A bloom in the desert: community gardening is an alternative to “food deserts”

Growing+food+locally+may+be+the+best+alternative+to+corporate-created%2C+segregated+food+deserts.+This+garden+in+New+York+shows+the+beauty+of+a+community+in+action.+Photo+credit%3A+Jim.henderson

Growing food locally may be the best alternative to corporate-created, segregated food deserts. This garden in New York shows the beauty of a community in action. Photo credit: Jim.henderson

If this pandemic has taught us anything, it’s the importance of healthy living and healthy eating.

Yet access to fresh produce and healthier food isn’t equal across the board and many communities have been labelled “food deserts” due to their lack of affordable and available quality food.

Low-income neighborhoods (usually majority black and brown) often lack supermarkets with better quality of produce and instead are filled with highly processed junk food and fast food chain restaurants.

A sort of food segregation keeps the Whole Foods, Trader Joe’s and Sprouts in wealthy, white neighborhoods.

This lack of availability for healthy options forces people to resort to taking home whatever is close or cheap, even if it is unhealthy.
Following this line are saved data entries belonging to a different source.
PR #3075, opened 2024-06-13
Allow multiple notification targets

dkurepa:
https://github.com/dotnet/arcade-services/issues/3633

### DIFF
--- a/src/DotNet.Status.Web/DotNet.Status.Web/Controllers/AlertHookController.cs
+++ b/src/DotNet.Status.Web/DotNet.Status.Web/Controllers/AlertHookController.cs
@@ -173,7 +173,7 @@ public class AlertHookController : ControllerBase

Rates of obesity and diabetes, driven by poor diets, are rising across the board but impoverished communities don’t have easy or cheap access to healthcare to battle these upticks.

These communities have to feed their families and can not afford to go further to supermarkets that carry organic produce or gluten free alternatives.

We must change the availability and accessibility of local farmers markets and grocery stores that carry these products not just for health but also an overall environmental change.

Perhaps partnering with local, family owned businesses can provide affordable fresh food options for people in food deserts.

This will not only help low-income communities but also older generations that rely only on a certain amount from their pension or Social Security checks to live on a day to day basis.

These individuals might have to prioritize whether they’re going to spend more money on their groceries or on their medication.

With the accessibility to healthier food and produce, people will have a better chance against health issues like high blood pressure, diabetes, cholesterol and other conditions that come from an unhealthy lifestyle.

Inability to access healthy food from these locally grown markets leads to poor health among Americans broadly but especially in poorer communities.

Because of the predicament many Americans are in, they have no choice but to eat from our current harmful industrial agricultural driven markets that drive these health crises.

If you have ever bought non-organic fruits in a pack (such as strawberries) from your local grocery store, you have probably noticed that some fruits are bigger than others.

Those fruits are the result of our industry not caring what its consumers eat.

The vegetables that are produced by current agriculture practices are laced with chemical fertilizers to produce more and more, larger and larger.

This type of method ultimately leads to less nutritional value within the vegetables and fruits and can encourage diseases to stew within their populations.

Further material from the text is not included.